__WHAT TO PRODUCE__
The whole of the data is to be duplicated precisely.

Collected data entries
_ _ _

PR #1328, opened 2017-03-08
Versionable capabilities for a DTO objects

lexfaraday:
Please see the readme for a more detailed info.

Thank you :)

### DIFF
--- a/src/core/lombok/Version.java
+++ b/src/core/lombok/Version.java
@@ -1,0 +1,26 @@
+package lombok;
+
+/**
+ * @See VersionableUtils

_ _ _

__ANSWER SECTION__
PR #1328, opened 2017-03-08
Versionable capabilities for a DTO objects

lexfaraday:
Please see the readme for a more detailed info.

Thank you :)

### DIFF
--- a/src/core/lombok/Version.java
+++ b/src/core/lombok/Version.java
@@ -1,0 +1,26 @@
+package lombok;
+
+/**
+ * @See VersionableUtils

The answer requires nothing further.